[Saved data entries]
*** Block opens ***

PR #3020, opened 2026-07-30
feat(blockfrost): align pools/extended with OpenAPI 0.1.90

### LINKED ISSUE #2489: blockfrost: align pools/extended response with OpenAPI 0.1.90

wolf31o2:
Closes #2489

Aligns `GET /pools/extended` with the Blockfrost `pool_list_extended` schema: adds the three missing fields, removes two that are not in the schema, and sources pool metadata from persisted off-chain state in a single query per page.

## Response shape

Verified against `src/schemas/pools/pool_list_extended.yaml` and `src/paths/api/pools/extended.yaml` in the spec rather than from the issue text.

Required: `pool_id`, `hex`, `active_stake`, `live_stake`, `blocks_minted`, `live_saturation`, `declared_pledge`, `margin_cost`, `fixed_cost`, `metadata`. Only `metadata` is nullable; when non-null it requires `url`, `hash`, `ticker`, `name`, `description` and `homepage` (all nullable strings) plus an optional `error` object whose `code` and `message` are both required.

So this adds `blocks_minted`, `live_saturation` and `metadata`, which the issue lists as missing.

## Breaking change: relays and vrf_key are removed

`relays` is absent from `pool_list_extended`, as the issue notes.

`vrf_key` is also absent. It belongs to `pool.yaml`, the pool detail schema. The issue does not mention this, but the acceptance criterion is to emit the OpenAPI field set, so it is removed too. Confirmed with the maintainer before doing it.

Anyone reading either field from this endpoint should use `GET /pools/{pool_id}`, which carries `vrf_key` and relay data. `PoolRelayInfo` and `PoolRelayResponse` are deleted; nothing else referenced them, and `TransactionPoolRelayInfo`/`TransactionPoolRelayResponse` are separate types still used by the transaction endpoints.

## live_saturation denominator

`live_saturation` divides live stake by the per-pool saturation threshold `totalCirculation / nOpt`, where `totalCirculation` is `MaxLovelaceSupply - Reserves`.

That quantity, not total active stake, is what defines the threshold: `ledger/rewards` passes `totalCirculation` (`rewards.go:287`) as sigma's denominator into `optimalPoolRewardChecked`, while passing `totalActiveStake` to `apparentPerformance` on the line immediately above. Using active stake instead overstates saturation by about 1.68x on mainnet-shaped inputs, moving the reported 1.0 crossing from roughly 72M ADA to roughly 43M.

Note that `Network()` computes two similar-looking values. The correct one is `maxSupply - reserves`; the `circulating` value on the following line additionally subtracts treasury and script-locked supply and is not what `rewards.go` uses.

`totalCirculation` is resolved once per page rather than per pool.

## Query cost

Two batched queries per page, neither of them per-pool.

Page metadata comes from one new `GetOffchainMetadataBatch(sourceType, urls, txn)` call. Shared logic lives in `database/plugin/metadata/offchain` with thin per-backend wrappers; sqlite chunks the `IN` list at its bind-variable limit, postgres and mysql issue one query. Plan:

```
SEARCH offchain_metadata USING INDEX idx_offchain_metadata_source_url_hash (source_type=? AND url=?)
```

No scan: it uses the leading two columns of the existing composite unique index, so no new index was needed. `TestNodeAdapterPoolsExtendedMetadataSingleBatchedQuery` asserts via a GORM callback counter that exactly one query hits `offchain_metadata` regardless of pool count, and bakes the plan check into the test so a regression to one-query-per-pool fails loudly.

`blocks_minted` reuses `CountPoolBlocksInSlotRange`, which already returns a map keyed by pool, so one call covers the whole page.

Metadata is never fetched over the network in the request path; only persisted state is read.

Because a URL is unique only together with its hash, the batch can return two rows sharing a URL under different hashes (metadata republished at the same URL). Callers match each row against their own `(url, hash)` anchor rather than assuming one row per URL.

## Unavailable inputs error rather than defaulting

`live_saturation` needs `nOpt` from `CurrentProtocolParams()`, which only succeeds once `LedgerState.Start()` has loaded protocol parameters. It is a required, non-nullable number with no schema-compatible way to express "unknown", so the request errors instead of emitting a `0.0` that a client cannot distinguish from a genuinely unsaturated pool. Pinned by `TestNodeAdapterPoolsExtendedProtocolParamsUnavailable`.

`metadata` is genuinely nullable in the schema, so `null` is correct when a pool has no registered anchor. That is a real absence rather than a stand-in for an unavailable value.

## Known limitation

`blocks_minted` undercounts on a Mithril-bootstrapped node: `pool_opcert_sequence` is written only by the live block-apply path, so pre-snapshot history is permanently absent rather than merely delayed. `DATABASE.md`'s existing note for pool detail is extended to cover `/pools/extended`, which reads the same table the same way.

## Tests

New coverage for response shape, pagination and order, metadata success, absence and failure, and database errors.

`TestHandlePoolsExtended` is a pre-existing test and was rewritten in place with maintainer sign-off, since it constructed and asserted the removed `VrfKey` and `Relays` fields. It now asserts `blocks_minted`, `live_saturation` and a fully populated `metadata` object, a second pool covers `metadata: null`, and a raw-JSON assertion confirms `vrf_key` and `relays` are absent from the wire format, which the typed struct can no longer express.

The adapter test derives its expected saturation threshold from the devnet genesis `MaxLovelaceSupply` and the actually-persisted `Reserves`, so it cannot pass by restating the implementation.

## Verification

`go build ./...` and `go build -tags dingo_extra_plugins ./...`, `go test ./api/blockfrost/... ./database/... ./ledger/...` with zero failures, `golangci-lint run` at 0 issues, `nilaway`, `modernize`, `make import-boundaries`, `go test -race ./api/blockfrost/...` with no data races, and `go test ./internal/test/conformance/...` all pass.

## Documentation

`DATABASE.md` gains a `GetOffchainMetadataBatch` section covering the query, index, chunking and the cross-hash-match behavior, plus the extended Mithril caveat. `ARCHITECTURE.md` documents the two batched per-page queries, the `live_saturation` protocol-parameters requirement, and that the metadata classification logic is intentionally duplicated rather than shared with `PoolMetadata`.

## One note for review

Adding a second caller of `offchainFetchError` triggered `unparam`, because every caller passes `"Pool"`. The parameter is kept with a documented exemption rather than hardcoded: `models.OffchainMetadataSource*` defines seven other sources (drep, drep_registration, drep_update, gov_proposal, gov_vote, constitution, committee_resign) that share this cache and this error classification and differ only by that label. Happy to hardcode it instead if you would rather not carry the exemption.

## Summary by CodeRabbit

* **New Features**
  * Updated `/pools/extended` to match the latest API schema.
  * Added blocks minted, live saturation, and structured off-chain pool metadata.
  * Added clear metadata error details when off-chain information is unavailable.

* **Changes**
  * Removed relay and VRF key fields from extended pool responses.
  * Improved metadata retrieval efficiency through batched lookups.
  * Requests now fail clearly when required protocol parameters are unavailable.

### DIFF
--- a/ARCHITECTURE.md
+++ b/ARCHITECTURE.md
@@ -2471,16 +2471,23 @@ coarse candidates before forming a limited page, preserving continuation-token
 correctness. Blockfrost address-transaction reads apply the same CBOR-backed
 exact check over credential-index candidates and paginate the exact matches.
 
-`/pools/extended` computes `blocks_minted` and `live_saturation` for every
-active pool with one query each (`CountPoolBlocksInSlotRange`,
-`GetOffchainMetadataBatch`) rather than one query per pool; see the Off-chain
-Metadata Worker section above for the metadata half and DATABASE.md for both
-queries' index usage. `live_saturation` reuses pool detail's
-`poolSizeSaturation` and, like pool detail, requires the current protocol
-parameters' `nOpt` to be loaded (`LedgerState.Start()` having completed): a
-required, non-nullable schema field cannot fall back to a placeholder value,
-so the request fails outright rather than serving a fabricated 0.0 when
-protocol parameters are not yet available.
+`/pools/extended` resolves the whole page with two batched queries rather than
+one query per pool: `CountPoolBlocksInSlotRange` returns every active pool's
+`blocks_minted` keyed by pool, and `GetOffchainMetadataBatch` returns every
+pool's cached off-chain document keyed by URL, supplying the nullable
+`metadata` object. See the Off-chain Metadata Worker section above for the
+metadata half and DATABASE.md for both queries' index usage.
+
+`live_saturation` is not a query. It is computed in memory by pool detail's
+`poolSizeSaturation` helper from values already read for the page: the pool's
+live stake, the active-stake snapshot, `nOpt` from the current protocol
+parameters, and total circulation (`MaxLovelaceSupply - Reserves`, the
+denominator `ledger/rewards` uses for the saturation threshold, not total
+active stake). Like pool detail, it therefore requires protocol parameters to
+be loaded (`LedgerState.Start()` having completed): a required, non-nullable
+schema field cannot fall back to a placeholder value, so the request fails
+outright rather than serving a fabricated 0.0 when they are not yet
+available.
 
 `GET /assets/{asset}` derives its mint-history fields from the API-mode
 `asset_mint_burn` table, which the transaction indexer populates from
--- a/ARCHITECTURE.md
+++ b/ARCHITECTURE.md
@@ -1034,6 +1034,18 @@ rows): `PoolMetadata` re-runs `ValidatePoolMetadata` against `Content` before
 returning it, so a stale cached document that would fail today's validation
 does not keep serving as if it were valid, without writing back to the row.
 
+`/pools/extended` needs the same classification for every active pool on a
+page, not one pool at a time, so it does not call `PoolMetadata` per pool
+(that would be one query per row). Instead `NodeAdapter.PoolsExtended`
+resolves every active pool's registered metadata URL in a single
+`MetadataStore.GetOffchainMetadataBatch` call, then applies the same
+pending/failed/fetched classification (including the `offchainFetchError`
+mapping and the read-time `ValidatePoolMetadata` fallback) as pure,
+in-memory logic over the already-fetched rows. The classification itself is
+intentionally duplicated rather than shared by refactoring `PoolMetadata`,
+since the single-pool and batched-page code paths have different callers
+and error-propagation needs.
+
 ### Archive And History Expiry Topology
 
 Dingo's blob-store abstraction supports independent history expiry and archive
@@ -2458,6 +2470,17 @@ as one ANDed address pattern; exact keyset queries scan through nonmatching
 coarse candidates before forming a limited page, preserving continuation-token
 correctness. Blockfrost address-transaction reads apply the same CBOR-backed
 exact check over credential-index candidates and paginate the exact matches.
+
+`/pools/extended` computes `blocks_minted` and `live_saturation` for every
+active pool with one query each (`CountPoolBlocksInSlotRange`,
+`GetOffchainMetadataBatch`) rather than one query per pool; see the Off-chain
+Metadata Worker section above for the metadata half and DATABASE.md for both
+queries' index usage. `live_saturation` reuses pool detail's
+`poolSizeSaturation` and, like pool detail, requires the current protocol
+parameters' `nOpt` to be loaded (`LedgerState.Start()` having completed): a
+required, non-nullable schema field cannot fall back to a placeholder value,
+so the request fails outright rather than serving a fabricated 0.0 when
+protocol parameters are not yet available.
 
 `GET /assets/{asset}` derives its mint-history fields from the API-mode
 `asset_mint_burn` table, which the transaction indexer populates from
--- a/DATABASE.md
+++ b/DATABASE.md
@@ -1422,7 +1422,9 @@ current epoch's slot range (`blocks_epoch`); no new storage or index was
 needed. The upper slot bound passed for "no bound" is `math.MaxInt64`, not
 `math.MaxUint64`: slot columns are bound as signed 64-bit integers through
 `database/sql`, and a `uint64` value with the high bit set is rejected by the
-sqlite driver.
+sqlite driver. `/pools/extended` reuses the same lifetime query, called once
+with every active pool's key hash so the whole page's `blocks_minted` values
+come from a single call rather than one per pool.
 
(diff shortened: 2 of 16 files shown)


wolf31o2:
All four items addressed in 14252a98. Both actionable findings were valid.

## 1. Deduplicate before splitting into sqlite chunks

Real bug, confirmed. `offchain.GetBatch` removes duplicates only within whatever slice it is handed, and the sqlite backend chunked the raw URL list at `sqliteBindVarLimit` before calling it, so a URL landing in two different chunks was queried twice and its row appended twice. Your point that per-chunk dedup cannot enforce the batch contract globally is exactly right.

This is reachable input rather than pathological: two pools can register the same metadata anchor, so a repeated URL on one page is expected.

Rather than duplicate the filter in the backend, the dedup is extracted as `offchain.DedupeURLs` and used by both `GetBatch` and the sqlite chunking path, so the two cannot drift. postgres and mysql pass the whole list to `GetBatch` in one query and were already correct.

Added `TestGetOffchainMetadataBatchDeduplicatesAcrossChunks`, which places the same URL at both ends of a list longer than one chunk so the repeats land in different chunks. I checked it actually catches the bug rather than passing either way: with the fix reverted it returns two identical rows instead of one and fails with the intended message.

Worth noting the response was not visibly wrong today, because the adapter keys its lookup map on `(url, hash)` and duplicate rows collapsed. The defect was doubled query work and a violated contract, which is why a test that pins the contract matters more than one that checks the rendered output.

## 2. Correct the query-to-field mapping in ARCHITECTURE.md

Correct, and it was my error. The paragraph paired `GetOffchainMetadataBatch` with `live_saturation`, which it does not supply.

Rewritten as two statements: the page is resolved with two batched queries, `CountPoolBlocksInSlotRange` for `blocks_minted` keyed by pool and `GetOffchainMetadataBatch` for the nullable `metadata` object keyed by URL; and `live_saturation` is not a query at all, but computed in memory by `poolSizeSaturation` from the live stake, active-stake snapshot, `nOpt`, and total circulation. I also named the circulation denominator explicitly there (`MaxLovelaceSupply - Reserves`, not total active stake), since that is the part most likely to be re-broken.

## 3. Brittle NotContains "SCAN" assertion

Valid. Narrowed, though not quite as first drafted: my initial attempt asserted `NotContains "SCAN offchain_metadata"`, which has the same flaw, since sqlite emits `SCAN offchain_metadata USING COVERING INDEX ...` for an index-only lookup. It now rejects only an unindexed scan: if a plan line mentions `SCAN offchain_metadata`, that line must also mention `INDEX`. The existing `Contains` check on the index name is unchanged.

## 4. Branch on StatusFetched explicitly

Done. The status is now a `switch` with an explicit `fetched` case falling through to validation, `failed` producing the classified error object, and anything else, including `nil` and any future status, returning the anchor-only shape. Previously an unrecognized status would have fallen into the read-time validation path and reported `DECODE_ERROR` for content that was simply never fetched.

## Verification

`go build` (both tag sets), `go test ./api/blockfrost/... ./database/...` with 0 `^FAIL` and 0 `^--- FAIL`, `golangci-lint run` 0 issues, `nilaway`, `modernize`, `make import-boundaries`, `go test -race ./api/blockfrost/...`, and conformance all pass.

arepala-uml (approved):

*** Block closes ***

Using the records above, set down exactly the lines from the one with "## Breaking change: relays" through the one with "before doing it.", inclusive, and nothing more.

SOLUTION:
## Breaking change: relays and vrf_key are removed

`relays` is absent from `pool_list_extended`, as the issue notes.

`vrf_key` is also absent. It belongs to `pool.yaml`, the pool detail schema. The issue does not mention this, but the acceptance criterion is to emit the OpenAPI field set, so it is removed too. Confirmed with the maintainer before doing it.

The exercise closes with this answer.